Theoretical and Experimental Investigation of an L-band Chaotic Oscillator #

Abstract

An L-band microwave buffered chaotic oscillator is designed and realized on a glass teflon hybrid technology. The buffers are optimized in order to match the microwave 50 Ω − 12 GHz oscilloscope without changing significantly the chaotic output characteristic. Dynamical behaviours of the oscillator are theoretically investigated using both numerical studies based on mathematical model and ADS software simulation. First of all, the theoretical study is based on the Matlab simulation, where transistors are modeled by simple mathematical description which is limited only for low frequencies. Nevertheless, it provides a valid approximation to broach a preliminary theoretical investigation.

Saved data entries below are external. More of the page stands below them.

PR #9083, opened 2024-06-07
Persist MPP resolution status in wallet file.

ecdsa:
If we accept a MPP and we forward the payment (trampoline or swap), we need to persist the payment accepted status, or we might wrongly release htlcs on the next restart.

lnworker.received_mpp_htlcs used to be cleaned up in maybe_cleanup_forwarding, which only applies to forwarded payments. However, since we now persist this dict, we need to clean it up also in the case of payments received by us. This part of maybe_cleanup_forwarding has been migrated to lnworker.maybe_cleanup_mpp

### DIFF
--- a/electrum/lnpeer.py
+++ b/electrum/lnpeer.py
@@ -2750,6 +2750,7 @@ class Peer(Logger):
                 # return payment_key so this branch will not be executed again
                 return None, payment_key, None
             elif preimage:
+                self.lnworker.maybe_cleanup_mpp(chan.get_scid_or_local_alias(), htlc)
                 return preimage, None, None
             else:
                 # we are waiting for mpp consolidation or preimage
@@ -2761,7 +2762,10 @@ class Peer(Logger):
             preimage = self.lnworker.get_preimage(payment_hash)
             error_bytes, error_reason = self.lnworker.get_forwarding_failure(payment_key)
             if error_bytes or error_reason or preimage:
-                self.lnworker.maybe_cleanup_forwarding(payment_key, chan.get_scid_or_local_alias(), htlc)
+                cleanup_keys = self.lnworker.maybe_cleanup_mpp(chan.get_scid_or_local_alias(), htlc)
+                is_htlc_key = ':' in payment_key
+                if is_htlc_key or payment_key in cleanup_keys:
+                    self.lnworker.maybe_cleanup_forwarding(payment_key)
             if error_bytes:
                 return None, None, error_bytes
             if error_reason:
--- a/electrum/lnsweep.py
+++ b/electrum/lnsweep.py
@@ -297,10 +297,12 @@ def create_sweeptxs_for_our_ctx(
         ctn=ctn)
     for (direction, htlc), (ctx_output_idx, htlc_relative_idx) in htlc_to_ctx_output_idx_map.items():
         if direction == RECEIVED:
-            if chan.lnworker.get_payment_status(htlc.payment_hash) == PR_PAID:
-                preimage = chan.lnworker.get_preimage(htlc.payment_hash)
-            else:
+            if chan.lnworker.is_incomplete_mpp(htlc.payment_hash):
                 # do not redeem this, it might publish the preimage of an incomplete MPP
+                continue
+            preimage = chan.lnworker.get_preimage(htlc.payment_hash)
+            if not preimage:
+                # we might not have the preimage if this is a hold invoice
                 continue
         else:
             preimage = None
--- a/electrum/lnwatcher.py
+++ b/electrum/lnwatcher.py
@@ -414,6 +414,16 @@ class LNWalletWatcher(LNWatcher):
         self.lnworker = lnworker
         LNWatcher.__init__(self, lnworker.wallet.adb, network)
 
+    @event_listener
+    async def on_event_blockchain_updated(self, *args):
+        # overload parent method with cache invalidation
+        # we invalidate the cache on each new block because
+        # some processes affect the list of sweep transactions
+        # (hold invoice preimage revealed, MPP completed, etc)
+        for chan in self.lnworker.channels.values():
+            chan._sweep_info.clear()
+        await self.trigger_callbacks()
+
     def diagnostic_name(self):
         return f"{self.lnworker.wallet.diagnostic_name()}-LNW"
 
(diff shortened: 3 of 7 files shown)


electrum/lnworker.py
```diff
@@ -169,18 +170,25 @@ class PaymentInfo(NamedTuple):
     status: int
 
 
-class RecvMPPResolution(Enum):
-    WAITING = enum.auto()
-    EXPIRED = enum.auto()
-    ACCEPTED = enum.auto()
-    FAILED = enum.auto()
```
SomberNight, line 176: We should add a comment here about these values being persisted in the wallet file, and hence being sensitive to changes. As in:
https://github.com/spesmilo/electrum/blob/02a9ab80be819468352f773bd7120421868d38f0/electrum/lnchannel.py#L77-L79
Btw, like with the channel states, we could potentially persist them by name instead of value. It only matters if we end up changing this enum, and how often. The ChannelState enum has been changed several times and hence in that case it was quite helpful to use the names.

electrum/lnworker.py
```diff
@@ -2351,47 +2359,46 @@ def update_mpp_with_received_htlc(
...
         if key not in mpp_status.htlc_set:
             mpp_status.htlc_set.add(key)  # side-effecting htlc_set
-        self.received_mpp_htlcs[payment_key] = mpp_status
+        self.received_mpp_htlcs[payment_key.hex()] = mpp_status
 
     def set_mpp_resolution(self, *, payment_key: bytes, resolution: RecvMPPResolution):
-        mpp_status = self.received_mpp_htlcs[payment_key]
-        self.received_mpp_htlcs[payment_key] = mpp_status._replace(resolution=resolution)
+        mpp_status = self.received_mpp_htlcs[payment_key.hex()]
+        self.logger.info(f'set_mpp_resolution {resolution.name} {len(mpp_status.htlc_set)}')
```
SomberNight, line 2366: Log line not very useful in non-trivial scenarios. It should also contain the payment_key or the payment_hash, or sth ~id-like.
Same goes for other log lines touched.

electrum/lnworker.py
```diff
@@ -2351,47 +2359,46 @@ def update_mpp_with_received_htlc(
...
 
     def get_first_timestamp_of_mpp(self, payment_key: bytes) -> int:
-        mpp_status = self.received_mpp_htlcs.get(payment_key)
+        mpp_status = self.received_mpp_htlcs.get(payment_key.hex())
         if not mpp_status:
             return int(time.time())
         return min([_htlc.timestamp for scid, _htlc in mpp_status.htlc_set])
 
-    def maybe_cleanup_forwarding(
+    def maybe_cleanup_mpp(
```
SomberNight, line 2382: What about channels that get closed, do we also want to clean-up the `received_mpp_htlcs` dict for those?

ecdsa: We still need the information for sweep.
I think it is safer not to clean this up, at least until the channel is REDEEMED

electrum/lnworker.py
ecdsa: done

electrum/lnsweep.py
```diff
@@ -297,11 +297,13 @@ def create_txns_for_htlc(
         ctn=ctn)
     for (direction, htlc), (ctx_output_idx, htlc_relative_idx) in htlc_to_ctx_output_idx_map.items():
         if direction == RECEIVED:
-            if chan.lnworker.get_payment_status(htlc.payment_hash) == PR_PAID:
-                preimage = chan.lnworker.get_preimage(htlc.payment_hash)
-            else:
+            if chan.lnworker.is_incomplete_mpp(htlc.payment_hash):
```
SomberNight, line 300: If the resolution is `EXPIRED` or `FAILED`, and we have the preimage, this will release it.
I am not sure if that is safe to do.
Is that an intended behaviour change on this line?

I mean, just consider lnworker.stopping_soon. That can transition the mpp to EXPIRED, and then someone force-closes, and we have the preimage (e.g. because this is a simple invoice we created), then we release it onchain even for a partial payment?

electrum/lnwatcher.py
```diff
@@ -414,6 +414,16 @@ def __init__(self, lnworker: 'LNWallet', network: 'Network'):
...
 
+    @event_listener
+    async def on_event_blockchain_updated(self, *args):
+        # overload parent method with cache invalidation
+        # we invalidate the cache on each new block because
+        # some processes affect the list of sweep transactions
+        # (hold invoice preimage revealed, MPP completed, etc)
+        for chan in self.lnworker.channels.values():
+            chan._sweep_info.clear()
+        await self.trigger_callbacks()
```
SomberNight, line 425: maybe do `super().on_event_blockchain_updated(*args)` instead (of last line)?

electrum/lnsweep.py
ecdsa: oh indeed. that was not intended.

SomberNight, line 300: another note is that this line duplicated 130 lines below, because of the symmetry, and both instances need to be changed, not just this one

electrum/lnpeer.py
```diff
@@ -2750,6 +2750,7 @@ async def wrapped_callback():
                 # return payment_key so this branch will not be executed again
                 return None, payment_key, None
             elif preimage:
+                self.lnworker.maybe_cleanup_mpp(chan.get_scid_or_local_alias(), htlc)
```
SomberNight, line 2753: It is too early to clean-up here. In general we should wait until there has been a revack in both directions.
Specifically, while there is any non-revoked commitment tx (of either party) that contains the htlc, we should not clean-up. This is because if such a commitment tx is broadcast, and the htlc mpp set had resolution ACCEPTED and we have the preimage, then we should use the preimage to claim the htlc onchain.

Here, times series, phase portraits, Lyapunov exponents and bifurcation diagrams of the chaotic system are performed. Secondly, in order to account for the increasing frequency, we use the ADS software simulation in which the transistor is described by a high frequency model. Indeed, the impact of microstrip critical lines interconnections and active probes are taken into account in ADS simulations. Spectral and time-domain measurements on the 3.6 GHz spectrum analyzer and 12 GHz oscilloscope are achieved. Experimental characterization gives a fundamental frequency of 2.14 GHz. This microwave chaotic oscillator exhibits attractive spectral characteristics. A good agreement between theoretical and experimental results is obtained.